One of its top competitors TikTok, owned by China’s ByteDance Inc., said it paid women an average of 30% less than men. TikTok said the binary definition of gender required in reporting doesn’t represent its position on gender identification.

Since 2017, every U.K. business with more than 250 employees has had to report their pay gap averages. The median man at a U.K. business was paid 9.8% more than the median woman last year, compared with 10% in 2020, according to a Bloomberg News analysis of filings submitted to the government. The gap was 9.2% when businesses were first required to report the data in 2017.

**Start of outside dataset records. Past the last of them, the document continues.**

PR #485, opened 2024-01-04
DevDB Continued Refresh

fvankrieken:
Relatively straightforward. Waiting @damonmcc's version pinning of devdb tests

Commits
1. Move majority of version.env vars into recipe, and grab previous version during planning
2. update readme
3. use parquet for a single dataset
4. more error handling in looking up past versions


dcpy/builds/plan.py
```diff
@@ -107,6 +108,19 @@ def plan_recipe(recipe_path: Path, version: str | None = None) -> Recipe:
...
+        recipe.product, recipe.version
+    )
+    if previous_recipe is not None:
+        if recipe.env is None:
+            recipe.env = {}
+        recipe.env["version_prev"] = previous_recipe.label
+
+    env = recipe.env or {}
+    for key in env:
+        os.environ[key] = env[key]
```
fvankrieken, line 123: To be clear, this doesn't update bash/shell env. Just for use within this specific python call

dcpy/connectors/edm/publishing.py
```diff
@@ -104,11 +108,20 @@ def previous(product: str, version: str | versions.Version) -> versions.Version:
...
                 f"{product} - {version} is not published and appears to be 'older' than latest published version. Cannot determine previous."
             )
 
 
+def try_get_previous_version(
+    product: str, version: str | versions.Version
+) -> versions.Version | None:
+    try:
+        return get_previous_version(product, version)
+    except (LookupError, ValueError):  # versions not found, or don't parse correctly
```
alexrichey, line 121: Should we let these Exceptions bubble up? Or is there a legitimate case where there wouldn't be a previous build?

fvankrieken: ValueError potentially. I mainly didn't want to break anybody's code right now, but it's going to be tough to sort out issues if we don't raise errors.

The LookupErrors we have some "valid" cases - new data product, or repeat of original build where there truly is no previous. I'd rather return None and let build logic decide what to do than throw an error here, personally

fvankrieken:
> Nice, though I do wonder if we're conflating template variables and env variables. Wondering if we might either:
> 
> 1. just set the recipe's `env` variables into the environment at the beginning of a build. Might makes sense to have some dcpy functionality to set env vars, for various reasons
> 2. or just call these `vars` instead of `env`, and don't bother putting them in the os.environ
> 
> In any case, I do really like capturing vars in the recipe, esp if we upload the recipe file to `edm-publishing`, just to make it explicit what went into the build.
> 
> Thoughts @damonmcc @sf-dcp ?

Yeah separating env and template vars seems like a good distinction. Especially since env often contains secrets - not that bash env vars are making it into the recipe's `env` field, but just seems good to keep that distinction explicit and make sure nobody makes some unfortunate assumptions

fvankrieken:
> > Nice, though I do wonder if we're conflating template variables and env variables. Wondering if we might either:
> > 
> > 1. just set the recipe's `env` variables into the environment at the beginning of a build. Might makes sense to have some dcpy functionality to set env vars, for various reasons
> > 2. or just call these `vars` instead of `env`, and don't bother putting them in the os.environ
> > 
> > In any case, I do really like capturing vars in the recipe, esp if we upload the recipe file to `edm-publishing`, just to make it explicit what went into the build.
> > Thoughts @damonmcc @sf-dcp ?
> 
> Yeah separating env and template vars seems like a good distinction. Especially since env often contains secrets - not that bash env vars are making it into the recipe's `env` field, but just seems good to keep that distinction explicit and make sure nobody makes some unfortunate assumptions

There are multiple cases where "input" vars still need to be made part of the bash env for the rest of the build, so maybe we should move all of that to template vars, and then export the entire `vars` field, rather than the targeted way it's being done for version and version_prev for devdb in the github action in this pr (and pluto as well, though currently no changes in this PR)

alexrichey:
@fvankrieken I kinda lean towards 
> so maybe we should move all of that to template vars, and then export the entire vars field
Just for consistency across the entire build process. But I don't have a strong opinion, and I'm happy if you want to get this in and we can let it percolate.

dcpy/connectors/edm/publishing.py
alexrichey: Gotcha with the LookupError. I'd be a little worried that catching `ValueError`s might cause some silent issues, but totally get erring on the side of not breaking things.

alexrichey (approved):

fvankrieken:
Going to make that env/var tweak, then re-run devdb build before merging

dcpy/library/templates/dcp_mappluto.yml
```diff
@@ -4,7 +4,7 @@ dataset:
   acl: public-read
   source:
     url:
-      path: https://s-media.nyc.gov/agencies/dcp/assets/files/zip/data-tools/bytes/nyc_mappluto_{{ version }}_unclipped_shp.zip
+      path: https://s-media.nyc.gov/agencies/dcp/assets/files/zip/data-tools/bytes/nyc_mappluto_{{ version | replace(".","_") }}_unclipped_shp.zip
```
fvankrieken, line 7: This is so we can still have mappluto as "23v3.1" in data library but it will fetch the url with "23v3_1"

bash/export_recipe_env.sh
```diff
@@ -0,0 +1,15 @@
+#!/bin/bash
```
fvankrieken, line 1: Unfortunately for now it made sense to do it this way, just for ease of running during builds

fvankrieken: One day we'll get build execution into python

fvankrieken:
[build all on the latest commit of this branch](https://github.com/NYCPlanning/data-engineering/actions/runs/7466765874)

alexrichey (approved):
Nice!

See the data: U.K. Finance, Mining and Construction Failing on Gender Pay Gap

Here’s how those numbers stack up against the U.K. arms of other big tech firms this time around, all of which are in favor of men:

  • Alphabet Inc.’s Google had a difference of 15%, also pointing to a lack of women in engineering, as well as senior leadership
  • Twitter Inc. said its men were paid 13% more than women
  • Apple Inc. reported a 9% difference across its three U.K. units, rising to 19% at the two not focused on retail
  • Meta Platforms Inc.’s Facebook posted a gap of 8%
  • Microsoft Corp. said its figure was 7%
  • Amazon.com Inc. said the overall gap at its U.K. workforce was 0.8%

The headline median gap shows the difference between men’s and women’s average earnings regardless of role or seniority. Several companies distinguish that metric from “pay equity” — the figure awarded for people with the same role and tenure.

Other outliers in the tech sector included Japan’s NEC Software, with men paid 42% more than women, chipmaker Intel Corp. at 32%, payments operator PayPal Holdings Inc. at 30%, and German cloud provider SAP SE, with a gap of 28%.